From a theoretical standpoint, signature needs a hash algorithm that's collision-resistant (implying second-preimage resistant), and of width appropriate for the signature system under consideration.

If that width is at most 512-bit, SHA-512 appropriately truncated will do. For arbitrary size, there's SHAKE256. For better speed, there's Blake2.

From a practical standpoint, the hash is typically specified by the signature system or it's parameters, and that specification is often embedded with the public key in the public key certificate.

An example of signature algorithm and hash in common use is ECDSA with curve secp256r1 and hash SHA-256. Another example is Ed25519, which specifies algorithm, curve and hash (note Ed25519ph is like Ed25519, except with the dual hashing in the exception above).

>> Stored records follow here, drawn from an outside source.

PR #641, opened 2016-11-08
Merge in the 3.1.80.redhat branch

chirino:
Allows for easy subsequent merges from the 3.1.80.redhat branch.

### DIFF
--- a/core/pom.xml
+++ b/core/pom.xml
@@ -22,12 +22,12 @@
   <parent>
     <groupId>io.fabric8</groupId>
     <artifactId>fabric8-maven-parent</artifactId>
-    <version>3.1.80.redhat-SNAPSHOT</version>
+    <version>3.1-SNAPSHOT</version>
     <relativePath>../parent/pom.xml</relativePath>
   </parent>
 
   <artifactId>fabric8-maven-core</artifactId>
-  <version>3.1.80.redhat-SNAPSHOT</version>
+  <version>3.1-SNAPSHOT</version>
 
   <name>Fabric8 Maven :: Core</name>
 
--- a/core/pom.xml
+++ b/core/pom.xml
@@ -22,12 +22,12 @@
   <parent>
     <groupId>io.fabric8</groupId>
     <artifactId>fabric8-maven-parent</artifactId>
-    <version>3.1-SNAPSHOT</version>
+    <version>3.1.80.redhat-SNAPSHOT</version>
     <relativePath>../parent/pom.xml</relativePath>
   </parent>
 
   <artifactId>fabric8-maven-core</artifactId>
-  <version>3.1-SNAPSHOT</version>
+  <version>3.1.80.redhat-SNAPSHOT</version>
 
   <name>Fabric8 Maven :: Core</name>
 
--- a/doc/pom.xml
+++ b/doc/pom.xml
@@ -21,12 +21,12 @@
   <parent>
     <groupId>io.fabric8</groupId>
     <artifactId>fabric8-maven-parent</artifactId>
-    <version>3.1.80.redhat-SNAPSHOT</version>
+    <version>3.1-SNAPSHOT</version>
     <relativePath>../parent/pom.xml</relativePath>
   </parent>
 
   <artifactId>fabric8-maven-doc</artifactId>
-  <version>3.1.80.redhat-SNAPSHOT</version>
+  <version>3.1-SNAPSHOT</version>
   <packaging>jar</packaging>
 
   <name>Fabric8 Maven :: Documentation</name>
--- a/doc/pom.xml
+++ b/doc/pom.xml
@@ -21,12 +21,12 @@
   <parent>
     <groupId>io.fabric8</groupId>
     <artifactId>fabric8-maven-parent</artifactId>
-    <version>3.1-SNAPSHOT</version>
+    <version>3.1.80.redhat-SNAPSHOT</version>
     <relativePath>../parent/pom.xml</relativePath>
   </parent>
 
   <artifactId>fabric8-maven-doc</artifactId>
-  <version>3.1-SNAPSHOT</version>
+  <version>3.1.80.redhat-SNAPSHOT</version>
   <packaging>jar</packaging>
 
   <name>Fabric8 Maven :: Documentation</name>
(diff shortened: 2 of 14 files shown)


rhuss:
Had just some discussions with @chirino about the purpose of this PR:

tl;dr: The use case is, to allow easy merging of bug fixes from the redhat branch to master without running into conflicts on the version property. Therefor on master the version is set temporarily to the redhat version, then the branch is forked of and finally on master reset to the original version. So the version change is present in both branches and doesn't lead to a conflict. At the end its a no-op on master, but messes up the history for 3 commits. But its only a single time trade off, which doesnt need to be done a second time.

I'm not sure whether this is the best solution for easily merging fixes on the redhat branch back to master.

Questions coming up are:

* Is there a better solution for the use case at hand ?
* What's about getting fixes from master to the branch ?

wdyt, @fabric8io/core ?

```
17:25 ~chirino  so does a PR of a merge work?
17:27 ~chirino  https://github.com/fabric8io/fabric8-maven-plugin/pull/641
17:29 ~chirino  not sure that's a good idea
17:29 ~chirino  we might need to PR into both branches
17:29 ~chirino  or perhaps we can just PR from 3.1.80.redhat into master
17:33  ro14nd sorry, didn't get it. You want to update master from branch 3.1.80.redhat ?
17:34 ~chirino  so if you look at https://github.com/fabric8io/fabric8-maven-plugin/pull/641/files
17:34 ~chirino  you'll see the PR changes nothing on master :)
17:34 ~chirino  but adds a merge point from 3.1.80.redhat
17:34 ~chirino  so that any fixes that go into 3.1.80.redhat  can be merged into master without bringing in all those pom updates
17:38 ~chirino  did that make sense?
17:41  ro14nd hmm, need to think about it (as always when its about Git stuff :)
17:42 ~chirino  so the test is, once you merge that change into master: co the 3.1.80.redhat  branch, make a change into it, then merge that branch into master
17:42 ~chirino  you'll see that just the change is brought in
17:42 ~chirino  and not all those pom updates that exist on the 3.1.80.redhat  branch
17:43 ~chirino  basically I want to make it easy for our product team to fix bugs on the 3.1.80.redhat  branch but also get them into master too.
17:44  ro14nd but i guess that is messes up the git history on master with noop commits (not that we are using the history quite a lot, but some ppl are more picky here).
17:44 ~chirino  Sure.  But in this case it think it's worth it.
17:45 ~chirino  otherwise we are likely to get into situation where fixes go into the 3.1.80.redhat  branch but never make it into master
17:45 ~chirino  cherry picking between branches is a sure way to miss a commit on one or the other
17:55  ro14nd I wonder whether there is an easier way to avoid version conflicts (as it seems that is the only issue).
17:56 ~chirino  should we discuss on #fabric8?
17:56  ro14nd An alternative solution which wouldn't had that impact on master (as master needs to 'know' also about the redhat branch) would beL
17:56  ro14nd be:
17:57  ro14nd * when a fix should be go back to master, branch the redhat-branch
17:57  ro14nd * change the version to a master-conform version number (3.1-SNAPSHOT) via a scipt.
17:57  ro14nd * check this in
17:57  ro14nd * merge
17:58 ~chirino  that sounds crazy
17:58  ro14nd but you are right, we should discuss this on #fabric8
17:58  ro14nd why ?
17:58  ro14nd the script is a single sed script.
17:58 ~chirino  then the changes set is huge
17:58 ~chirino  but this has to be done for every commit no?
17:59  ro14nd no not really if you do a squash on this branch
17:59  ro14nd before the merge
17:59 ~chirino  which branch?
18:00  ro14nd that temporary branch forked of the redhat branch descibed above.
18:00  ro14nd so: branch of redhat-branch, adapt version via script, rebase -i, merge to master.
18:00  ro14nd finally delete this branch
18:01 ~chirino  yeah sounds painful.
18:01 ~chirino  would need a pipeline to do it
18:01 ~chirino  and hopefully it does not mess up.
18:01  ro14nd doesn't look much more complicated at this 3 commit thing.
18:01 ~chirino  this is a 1 time thing
18:01 ~chirino  which I can prove does not change master
18:03 ~chirino  does not require folks to know about special scripts either
18:03 ~chirino  that allow me to merge 3.1.80.redhat into master at any time
18:03 ~chirino  after the 2nd commit or the 500th commit
18:04  ro14nd how long does such a branch live ? Isn't there one also vo 3.1.81.redhat (so you need to do this again ?)
18:05  ro14nd btw, why isnt there a 3.1-redhat branch ?
18:06  ro14nd to understand the technique: You branch off the redhat branch from the second commit (i.e. 388e0d5109afbb4ff569dc644b06dc0bb4b9ba7b in this example), so that the redhat version is in both branch and if they are not changed in any branch later on there wont be a conflict)
18:10  ro14nd Could we discuss this in a github issue (or maybe even on the given PR) ? Would like to hear some other options as it affects the development workflow of this.
18:10  ro14nd If you don't mind i'd copy this discussion here to the PR and ask for some comments.
18:11  ro14nd (most of the guys are probably already offline, jstrachan e.g. is at Devoxx etc.)
18:15 ~chirino  FIS 2.0 will stay on 3.1.81.redhat  for as long as we support FIS 2.0 :)
18:15 ~chirino  we will not add anymore new features to 3.1.81.redhat
18:16 ~chirino  thats why its not a 3.1.redhat
18:16 ~chirino  ro14nd: feel free to copy
18:16 ~chirino  :)
18:17  ro14nd ok, then your solution seems to be fair (if everything from the redhat branch fixes goes into master without leaving out sth ;-)
```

¹ There's no thing like absolute proof: perhaps the public key is not that of person A; or person's A private key was stolen; or their PC was under control of a malicious actor so A wanted to sign something else entirely; or the signature system or the hash is broken…

0 + 0
Maarten Bodewes avatar
in flag
Maarten Bodewes
Well, yes, many protocols support multiple data elements, and sending a hash of the **unknown/unread** data elements then helps a lot. Merkle trees and whatnot. E.g. the eMRTD/ePassport contains a set of hashes over data groups. This is not exactly signing a transmitted hash of course, *just* double hashing isn't useful for this. Although multi-level hashing is in the answer, it seems to focus on performance (but TBH, the question doesn't address this use case either).
0
Reply
uz flag
Simon C
In my use case I only wanted to sign the hash using the private key. The reason for this is to save bandwidth. Since the storage systems and the signing are separate and the communication between them is already trusted it is faster and less expensive to transmit a hash rather than a very large file for signing.
0
Reply
ธงชาติไทย
Elon Musk
I sit in a Tesla and translated this thread with Ai:

mangohost

Post an answer

Most people don’t grasp that asking a lot of questions unlocks learning and improves interpersonal bonding. In Alison’s studies, for example, though people could accurately recall how many questions had been asked in their conversations, they didn’t intuit the link between questions and liking. Across four studies, in which participants were engaged in conversations themselves or read transcripts of others’ conversations, people tended not to realize that question asking would influence—or had influenced—the level of amity between the conversationalists.